[TASK STATEMENT]: In the listing beneath this line, copy exactly the lines starting with the one containing "--- a/README.md" and going on through the one containing "hooks where supported.".

[DATA SHOWN]:

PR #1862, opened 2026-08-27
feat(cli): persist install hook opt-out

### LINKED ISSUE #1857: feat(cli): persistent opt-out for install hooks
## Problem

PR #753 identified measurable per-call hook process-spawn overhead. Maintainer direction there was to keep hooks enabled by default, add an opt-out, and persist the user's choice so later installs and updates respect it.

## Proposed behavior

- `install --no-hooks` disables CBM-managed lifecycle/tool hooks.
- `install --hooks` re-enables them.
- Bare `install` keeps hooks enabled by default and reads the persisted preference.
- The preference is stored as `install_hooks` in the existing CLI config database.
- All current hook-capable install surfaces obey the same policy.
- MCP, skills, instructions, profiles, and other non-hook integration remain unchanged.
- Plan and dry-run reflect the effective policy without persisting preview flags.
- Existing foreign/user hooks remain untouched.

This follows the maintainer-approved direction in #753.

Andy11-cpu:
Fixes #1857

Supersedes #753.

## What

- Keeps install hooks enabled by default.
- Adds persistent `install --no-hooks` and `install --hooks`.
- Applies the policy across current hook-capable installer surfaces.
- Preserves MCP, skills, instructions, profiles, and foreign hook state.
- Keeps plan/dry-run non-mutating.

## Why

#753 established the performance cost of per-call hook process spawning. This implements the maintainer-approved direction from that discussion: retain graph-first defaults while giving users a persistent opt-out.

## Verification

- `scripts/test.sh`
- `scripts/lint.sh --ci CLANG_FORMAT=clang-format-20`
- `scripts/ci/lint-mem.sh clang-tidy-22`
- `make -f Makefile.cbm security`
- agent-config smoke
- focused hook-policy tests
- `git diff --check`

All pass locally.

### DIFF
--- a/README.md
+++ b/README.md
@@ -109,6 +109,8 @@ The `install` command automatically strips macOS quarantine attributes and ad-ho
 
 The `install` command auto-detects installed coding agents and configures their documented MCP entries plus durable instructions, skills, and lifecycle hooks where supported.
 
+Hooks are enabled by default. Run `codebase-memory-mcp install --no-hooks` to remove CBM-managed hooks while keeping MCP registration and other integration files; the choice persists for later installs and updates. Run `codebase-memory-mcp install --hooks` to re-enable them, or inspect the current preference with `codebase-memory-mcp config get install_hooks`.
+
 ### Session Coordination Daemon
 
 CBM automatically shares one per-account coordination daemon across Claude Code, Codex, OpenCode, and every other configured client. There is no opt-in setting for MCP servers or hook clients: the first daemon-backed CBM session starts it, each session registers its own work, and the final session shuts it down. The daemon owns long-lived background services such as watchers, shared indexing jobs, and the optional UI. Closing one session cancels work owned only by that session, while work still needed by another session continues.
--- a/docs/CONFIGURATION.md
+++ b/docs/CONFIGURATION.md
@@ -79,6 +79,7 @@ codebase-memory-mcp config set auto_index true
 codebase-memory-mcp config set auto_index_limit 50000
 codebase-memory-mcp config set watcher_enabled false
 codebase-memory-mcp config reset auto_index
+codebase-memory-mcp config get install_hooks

[EXERCISE SOLUTION]:
--- a/README.md
+++ b/README.md
@@ -109,6 +109,8 @@ The `install` command automatically strips macOS quarantine attributes and ad-ho
 
 The `install` command auto-detects installed coding agents and configures their documented MCP entries plus durable instructions, skills, and lifecycle hooks where supported.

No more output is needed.